[Python-ideas] Fix default encodings on Windows

Tue Aug 16 02:06:10 EDT 2016

>> On Mon, Aug 15, 2016 at 6:26 PM, Steve Dower <steve.dower at python.org>
>> wrote:
>
> and using the *W APIs exclusively is the right way to go.

My proposal was to use the wide-character APIs, but transcoding CP_ACP
without best-fit characters and raising a warning whenever the default
character is used (e.g. substituting Katakana middle dot when creating
a file using a bytes path that has an invalid sequence in CP932). This
proposal was in response to the case made by Stephen Turnbull. If
using UTF-8 is getting such heavy pushback, I thought half a solution
was better than nothing, and it also sets up the infrastructure to
easily switch to UTF-8 if that idea eventually gains acceptance. It
could raise exceptions instead of warnings if that's preferred, since
bytes paths on Windows are already deprecated.
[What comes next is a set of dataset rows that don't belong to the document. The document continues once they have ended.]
PR #914, opened 2023-09-21
Daemon state preserved on session load

### LINKED ISSUE #833: Daemon state should not change when loading a user session json file
On RHEL86, V1.0.0, installed from EPEL-testing, with the `fapolicyd` stopped, after successfully loading (but not deploying) a saved session file, `fapolicyd` was started without any explicit user action, i.e. automagically started the daemon.

Use of our tool should not introduce side-effects.

tparchambault:
Modified code so that json session file operations are only applied to the current system object's state. No rollbacks or clearing of either the current system object maintained in the UI layer nor fapolicyd's state occur.

Closes #833

### DIFF
--- a/crates/app/src/app.rs
+++ b/crates/app/src/app.rs
@@ -11,6 +11,7 @@ use serde::Serialize;
 use std::path::PathBuf;
 
 use fapolicy_analyzer::users::{read_groups, read_users, Group, User};
+use fapolicy_daemon::conf::ops::Changeset as ConfigChanges;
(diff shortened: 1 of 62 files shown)


tparchambault:
I would like to verify that application restores post-crash are correct prior to merging.

tparchambault:
Tested via rpm install over FC38. Simulated crash via `# kill -p <pid>` and observed expected behavior. Existing session file was detected on start-up, and the user was presented with a dialog providing them with the option to restore their prior session.

jw3 (approved):
:+1:

PR #14, opened 2020-10-26
175192569 smsfixes

davkutalek:
Updates to use more universal SMS intent api and an SMS observer to detect when SMS are actually sent.


androidmaven:
LGTM

PR #17, opened 2020-11-04
Request new account

androidmaven:


app/src/main/java/com/hover/stax/requestAccount/RequestAccountViewModel.java
```diff
@@ -0,0 +1,103 @@
...
+	public void sendContactInfoToFirebase(String phone, String email, String deviceId) {
+		Map<String, Object> map = new HashMap<>();
+		map.put("deviceId", deviceId);
+		map.put("phone", phone);
+		map.put("email", email);
+		map.put("timeStamp", Timestamp.now());
+		FirebaseFirestore.getInstance().collection("users_contact").add(map);
+	}
+
+	private List<SupportedCountries> getSupportedCountries() {
```
davkutalek, line 93: This should be in a repo class which downloads options from Hover's API and communicates the finished request to firebase

davkutalek (approved):
This is great. The AccountsByCountry and Supported Countries objects are a little strange. The data should be pulled from the same Hover APIs that our web dashboard uses. Everything else is ready to go, I'm going to merge this but keep the pivotal story open.

PR #20, opened 2020-11-30
Update strings.xml

justinscherer:
Made a few changes based on user testing. Not sure if you need to double check these at all @davkutalek


davkutalek (approved):
Thanks!

PR #22, opened 2020-12-06
Payment link clean up

androidmaven:
Read some key points in the clean-code's book. Realized a lot of violations I've been making, and practised correcting them.

Keypoints I learnt for the refractor of the Channel's folder.

Arguments should be input; output arguments should be avoided.
Use verbs for method name; nouns for classes.
Functions should do only one thing or sectioned steps.
Methods, arguments and variable naming should be descriptive and contextualized as possible.

### DIFF
--- a/app/src/main/java/com/hover/stax/channels/Channel.java
+++ b/app/src/main/java/com/hover/stax/channels/Channel.java
@@ -12,7 +12,9 @@ import com.hover.stax.utils.DateUtils;
 import org.json.JSONException;
 import org.json.JSONObject;
 
+import java.util.ArrayList;
 import java.util.HashMap;
+import java.util.List;
 
 @Entity(tableName = "channels")
 public class Channel {
@@ -115,6 +117,15 @@ public class Channel {
 		} else {
 			latestBalanceTimestamp = DateUtils.now();
 		}
+	}
+
+	static List<Channel> getCountryChannels(String countryAlpha2, List<Channel> channels) {
+		List<Channel> countryChannels = new ArrayList<>();
+		for (int i = 0; i < channels.size(); i++) {
+			if (countryAlpha2.equals(channels.get(i).countryAlpha2.toUpperCase()))
+				countryChannels.add(channels.get(i));
+		}
+		return countryChannels;
 	}
 
 	@Override
--- a/app/src/main/java/com/hover/stax/channels/ChannelListFragment.java
+++ b/app/src/main/java/com/hover/stax/channels/ChannelListFragment.java
@@ -46,6 +46,11 @@ public class ChannelListFragment extends Fragment implements ChannelsAdapter.Sel
 	}
 
 	private void addChannels(View view) {
+		observeToSetupChannelViews(view);
+		observeToSetupCountryChannels(view);
+		observeToSetupAllChannels(view);
+	}
+	private void observeToSetupChannelViews(View view) {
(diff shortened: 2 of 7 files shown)


app/src/main/java/com/hover/stax/channels/ChannelListViewModel.java
```diff
@@ -42,9 +42,10 @@ public ChannelListViewModel(Application application) {
 		super(application);
 		repo = new DatabaseRepo(application);
 		loadChannels();
+		initSelectedChannels();
 		loadSims();
-		simHniList = Transformations.map(sims, this::getHnis);
-		simCountryList = Transformations.map(sims, this::getSimCountries);
+		simHniList = Transformations.map(sims, this::getHnisAndSubscribeToEachOnFirebase);
```
davkutalek, line 47: Nice. I do tend to go for shorter names over fully descriptive names cause I am lazy, but this is a good example of why that is bad and this is much better.

app/src/main/java/com/hover/stax/channels/ChannelsActivity.java
```diff
@@ -63,12 +63,12 @@ private void goToChannelSelection() {
 		findViewById(R.id.continue_btn).setVisibility(View.VISIBLE);
 	}
 
-	private void onSelectedUpdate(List<Integer> ids) {
-		if (ids.size() > 0) {
+	private void validateToLogeventThenSaveAndContinue(List<Integer> channelIds) {
```
davkutalek, line 66: This is an improvement, but the really right thing would be to name this function something like `changeContinueClickAction`, then move the actual click action to their own functions as well, something like `findViewById(R.id.continue_btn).setOnClickListener(view -> logChoicesSaveAndContinue)`

davkutalek (approved):
This is great, practicing is a really good idea. These changes are good, and in general I find your naming to be quite good already. I personally really need to practice avoiding output arguments, though I blame Android a little.

app/src/main/java/com/hover/stax/channels/Channel.java
```diff
@@ -117,6 +119,15 @@ public void updateBalance(HashMap<String, String> parsed_variables) {
 		}
 	}
 
+	static List<Channel> getCountryChannels(String countryAlpha2, List<Channel> channels) {
```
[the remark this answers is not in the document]
androidmaven: You're right, the best thing I think is to move the function back to the fragment.

app/src/main/java/com/hover/stax/channels/ChannelListFragment.java
```diff
@@ -46,6 +46,11 @@ public void onViewCreated(@NonNull View view, @Nullable Bundle savedInstanceStat
 	}
 
 	private void addChannels(View view) {
+		observeToSetupChannelViews(view);
```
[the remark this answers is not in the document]
androidmaven: Uhmm, Changing to `setUpChannelObservers` is rightly better. 

But `setUpChannelViews` uses arguments View view and Channel channel; which means we'd have to pass in two arguments; of which 1 argument is better than 2. 

To be able to pass in one argument, we'd have to initialize View outside the function, which i think isn't enough justification.

app/src/main/java/com/hover/stax/channels/ChannelsActivity.java
androidmaven: Yup, you're right

davkutalek:
Merge directly to development

PR #24, opened 2020-12-14
completed making adding pin invisible and new showcase update

androidmaven:
- Removed PIN management from settings.
- Go from adding accounts back to home page, instead of showing the PIN screen
- Make add account showcase show whenever the balance is empty;
- Make remaining showcase run after adding accounts.

### DIFF
--- a/app/src/main/java/com/hover/stax/channels/ChannelsActivity.java
+++ b/app/src/main/java/com/hover/stax/channels/ChannelsActivity.java
@@ -85,8 +85,14 @@ public class ChannelsActivity extends AppCompatActivity {
 	private void saveAndContinue() {
 		channelViewModel.saveSelected();
 		Utils.saveInt(AUTH_CHECK, 1, this);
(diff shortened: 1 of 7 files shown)


app/src/main/java/com/hover/stax/channels/ChannelsActivity.java
```diff
@@ -85,8 +85,14 @@ private void logChoicesSaveAction(List<Integer> channelIds) {
 	private void saveAndContinue() {
 		channelViewModel.saveSelected();
 		Utils.saveInt(AUTH_CHECK, 1, this);
-		startActivityForResult(new Intent(ChannelsActivity.this, PinsActivity.class), 0);
+		goToMainActivity();
+		//startActivityForResult(new Intent(ChannelsActivity.this, PinsActivity.class), 0);
 	}
+	private void goToMainActivity() {
```
davkutalek, line 91: Not necessarily returning to Main, so shouldn't be named like this

davkutalek (approved):
LGTM

PR #30, opened 2021-01-06
Jan6 crashlytics fixes attempts

androidmaven:


app/src/main/java/com/hover/stax/utils/paymentLinkCryptography/ZRMClass.java
```diff
@@ -1,6 +1,7 @@
 package com.hover.stax.utils.paymentLinkCryptography;
 
 class ZRMClass {
+	//TODO
```
davkutalek, line 4: Why is this class here? TODOs should usually be avoided, but should at least include some description of what/why. If it really needs doing it should ideally go in Pivotal.

davkutalek (changes requested):
Minor changes requested then go ahead and merge it

PR #32, opened 2021-02-04
added migration snippets with jornal mode non-destructive

androidmaven:
1. Checked out from the development branch.


davkutalek:
@androidmaven mind writing a quick explanation of why you switched the Journal mode to truncate? Just curious cause I previously had to set it to write ahead to make weird loading failures stop. I don't really understand it, so if you have any sources I could read that would help.

PR #35, opened 2021-02-12
Sprint2

androidmaven:
- Bottom nav bar showing on all screens.
- New link account fragment.


app/src/main/java/com/hover/stax/utils/errors/NoticeDrawable.java
```diff
@@ -0,0 +1,20 @@
+package com.hover.stax.utils.errors;
+
+import com.hover.stax.R;
+
+public class NoticeDrawable {
```
davkutalek, line 5: This should be removed from this PR I believe

davkutalek (changes requested):
Overall code looks good. Requesting minor changes to the way the interface/link event works in Channel Dropdown. 

In terms of functionality couple small things as well: 
1. Nav always shows above keyboard. Maybe double check with Justin, but I think it should be hidden by keyboard. 
2. When visiting the new link account fragment the dropdown starts with a value selected but it should be empty. 
3. Once selected, when pressing link account only the new account balance should be checked, not all.

app/src/main/java/com/hover/stax/settings/PinsViewModel.java
```diff
@@ -81,14 +81,14 @@ public void removeAccount(Channel channel) {
 		channel.selected = false;
 		channel.defaultAccount = false;
 		repo.update(channel);
-		if (channels.getValue() == null || !changeDefault) return;
+		/*if (channels.getValue() == null || !changeDefault) return;
```
davkutalek: Why is this commented?

davkutalek (approved):
LGTM, just one question

app/src/main/java/com/hover/stax/settings/PinsViewModel.java
androidmaven: I've uncommented it back. It wasn't removing the last account. I understand it's trying to set the last standing account as the default account; so tagging it as a bug and added a TODO to the latest commit to fix this my morning tomorrow.

PR #36, opened 2021-02-23
Sprint3

androidmaven:
Issue I'm facing is that it seems only one view can be on the screen's focus at a time. And for the border to remain green, it needs to stay in focus.


androidmaven:
Issues resolved.

davkutalek (approved):
This is ok but could use a little refactoring, see comments

davkutalek:
Looking at this in more detail, it has serious problems. Lets chat about it tomorrow

app/src/main/java/com/hover/stax/balances/BalancesFragment.java
```diff
@@ -105,12 +105,17 @@ private void updateServices(List<Channel> channels, View view) {
 	}
 
 	private void refreshBalances(View v) {
-		if (channelDropdown.getHighlighted() != null) {
+		if (channelDropdown.getHighlighted() != null
```
davkutalek, line 108: This is not correct. The `setAllRunning` function already causes the view model to fire once the actions have updated if there are none, so setting an observer here is redundant and seriously confuses the already complicated logic in this function.

This should work fine as is. If you don't think it is working please write a failing test first so that we can verify there is a problem.

app/src/main/java/com/hover/stax/transfers/TransferFragment.java
```diff
@@ -206,11 +212,22 @@ protected void onContactSelected(int requestCode, StaxContact contact) {
 		}
 	};
 
-	private void load(Request r) {
+	private void loadAndIndicateFieldState(Request r) {
```
davkutalek, line 215: This name is much worse. The field state is secondary effect of loading the request. As the Clean Code book puts it, it is a different level of abstraction. If I'm reading this code with no idea what is going on I can understand what load(Request) means but I have no idea what a field state is.

This is a code smell for me that tells me something weird is going on. Why would we set the fieldstate manually for a request, compared to anything else?

app/src/main/java/com/hover/stax/transfers/TransferFragment.java
```diff
@@ -206,11 +212,22 @@ protected void onContactSelected(int requestCode, StaxContact contact) {
...
 		amountInput.setText(r.amount);
 		recipientAutocomplete.setText(r.requester_number);
 		transferViewModel.setEditing(r.amount == null || r.amount.isEmpty());
+		indicateFieldState(r.amount, r.requester_number);
 		Amplitude.getInstance().logEvent(getString(R.string.loaded_request_link));
 	}
+	private void indicateFieldState(String amount, String requesterNum) {
+		if(amount == null || amount.isEmpty()) amountEntry.requestFocus();
+		if(requesterNum !=null && !requesterNum.isEmpty()) {
+			new Handler().postDelayed(() -> {
```
davkutalek, line 226: Definitely don't this. Why is there a delay? Why does it need a thread? Why does this only happen if the requester number exists? Why are we setting the state manually here, but we aren't setting the success state for channel dropdown in any other case? Why does the setSuccess method take an empty String at all, particularly since it is never used any other way?

app/src/main/java/com/hover/stax/views/CustomTextInputLayout.java
```diff
@@ -0,0 +1,120 @@
...
+	public CustomTextInputLayout(@NonNull Context context, @Nullable AttributeSet attrs) {
+		super(context, attrs);
+
+		getAttrs(context,attrs);
+		LayoutInflater.from(context).inflate(R.layout.custom_textinputlayout, this);
+		initViews();
+		fillAttr();
+	}
+
+	//INITIALIZATIONS
```
davkutalek, line 34: Why are there useless comments?

davkutalek (changes requested):
See new comments for things that need changes. I know you can do better! Please respond to each comment and let me know if you want to chat.

app/src/main/java/com/hover/stax/transfers/TransferFragment.java
androidmaven: You're right about it being a different level of abstraction. But I put this here because of the direct effect of loading a request. Based on the design, how I understood and implemented the logic was:
- if a user wants to fulfil a request; Account dropdown, and account number fields should turn green by default without users input, so far as the data are not empty. 

- This is currently the only scenario where a field visibly shows success field state, which was why I set the fieldstate manually

app/src/main/java/com/hover/stax/transfers/TransferFragment.java
androidmaven: Handler shouldn't be here, I used this while trying to figure out why channelDrop state kept changing while loading. And got the comment on field state not existing as its own object. Fix coming in next commit

app/src/main/java/com/hover/stax/views/CustomTextInputLayout.java
androidmaven: Added these comments, because while the methods in the class are descriptive, finding certain methods amongst a bunch of others, was easier when the methods were structured in grouped purpose - > initialization, methods dealing with states, and private methods used within the class. But maybe removing comments and just add decent spacing will do.

app/src/main/java/com/hover/stax/balances/BalancesFragment.java
androidmaven: Very costly oversight. Apologies. It actually works without the observer, forgot to remove it.

app/src/main/java/com/hover/stax/views/CustomTextInputLayout.java
```diff
@@ -0,0 +1,120 @@
...
+
+import androidx.annotation.NonNull;
+import androidx.annotation.Nullable;
+
+import com.google.android.material.textfield.TextInputEditText;
+import com.google.android.material.textfield.TextInputLayout;
+import com.hover.stax.R;
+import com.hover.stax.utils.Utils;
+
+public class CustomTextInputLayout extends TextInputLayout {
```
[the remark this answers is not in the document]
androidmaven: I created a separate object for dropdown and text; cos of:
1. Different styling.
2. Different View type inside the TextInputLayout. Dropdown uses Autocomplete, while text uses an edit. 

I thought of it being cleaner when separated for anyone reading the code; and dropdown functionality could be extended for whatever reason without having it affect texts.

app/src/main/java/com/hover/stax/channels/ChannelDropdown.java
```diff
@@ -26,7 +28,7 @@
 public class ChannelDropdown extends TextInputLayout implements Target {
```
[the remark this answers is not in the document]
androidmaven: It should. Will fix in next commit

app/src/main/java/com/hover/stax/fieldstates/FieldState.java
```diff
@@ -0,0 +1,27 @@
+package com.hover.stax.fieldstates;
+
+public class FieldState {
```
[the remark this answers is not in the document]
androidmaven: It should. Will fix in next commit

app/src/main/java/com/hover/stax/fieldstates/FieldStateType.java
```diff
@@ -0,0 +1,6 @@
+package com.hover.stax.fieldstates;
+
+public enum FieldStateType {
```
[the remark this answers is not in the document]
androidmaven: I thought of it that, enum was a better use here cos:

- It houses the types of field state we have and helps in code readability. Instead of passing integers that could accept invalid data.

app/src/main/java/com/hover/stax/views/CustomDropdownLayout.java
```diff
@@ -0,0 +1,147 @@
...
+import android.widget.ImageView;
+
+import androidx.annotation.NonNull;
+import androidx.annotation.Nullable;
+
+import com.google.android.material.textfield.TextInputLayout;
+import com.hover.stax.R;
+import com.hover.stax.utils.Utils;
+
+public class CustomDropdownLayout extends TextInputLayout {
```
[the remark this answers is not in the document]
androidmaven: This layout is used only for both - dropdowns and selection of contact (which also has ability to option of selecting from suggestions). Still unsure of another way to name it, CustomInputLayout /StaxInputLayout  may be best describe what it does too

app/src/main/java/com/hover/stax/fieldstates/FieldState.java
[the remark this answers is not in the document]
androidmaven: I went through this again. I thought of this object to serve both the CustomDropdown and CustomTextInputLayout. Reason why both dropdown and textinput isn't using the same custom layout is because I haven't found a way to set styling programmatically for it.

app/src/main/java/com/hover/stax/views/CustomDropdownLayout.java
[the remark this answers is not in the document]
davkutalek: Try to keep the naming consistent. We use Stax... everywhere else so do that here too.

app/src/main/java/com/hover/stax/views/CustomTextInputLayout.java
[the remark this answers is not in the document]
davkutalek: It should work like the base material design TextInputLayout so that you can pass either a EditText or AutoComplete as the child depending on which you need. That is a serious reduction in code duplication and I don't believe there are any style differences between the TextInput part, the child is where the style differences are.

I did actually make an attempt to combine these to see if it is possible, but ran into issues with the children being added in the right place, so if it is too much work to combine then having different classes is fine for now.

app/src/main/java/com/hover/stax/transfers/TransferFragment.java
davkutalek: Ah, gotcha. That is not correct, the green is for any field that is already valid when the user comes to the form. So when the user has a defaultAccount the channel dropdown will be green whether the user is fulfilling a request or just sending money. There are other fields where this is also true: When creating a new request, if the account number is filled out it should be green. And then I believe that all fields are supposed to turn green once the user has filled them out, which is why triggering in the observer is the way to go.

app/src/main/java/com/hover/stax/views/CustomTextInputLayout.java
davkutalek: I think the real problem is that there are a lot more methods than there should be. Each of those methods is doing the exact same thing which means there is a way to simplify the code into just a couple methods.

app/src/main/java/com/hover/stax/transfers/TransferFragment.java
androidmaven: Hmmm, maybe we should ask Justin for his thoughts as well.

davkutalek:
Merging to developement. There are additional fixes pending, I will create a PR for those now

> *Any* encoding that may silently lose data is a problem, which basically
> leaves utf-16 as the only option. However, as that causes other problems,
> maybe we can accept the tradeoff of returning utf-8 and failing when a
> path contains invalid surrogate pairs

Are there any common sources of illegal UTF-16 surrogates in Windows
filenames? I see that WTF-8 (Wobbly) was developed to handle this
problem. A WTF-8 path would roundtrip back to the filesystem, but it
should only be used internally in a program.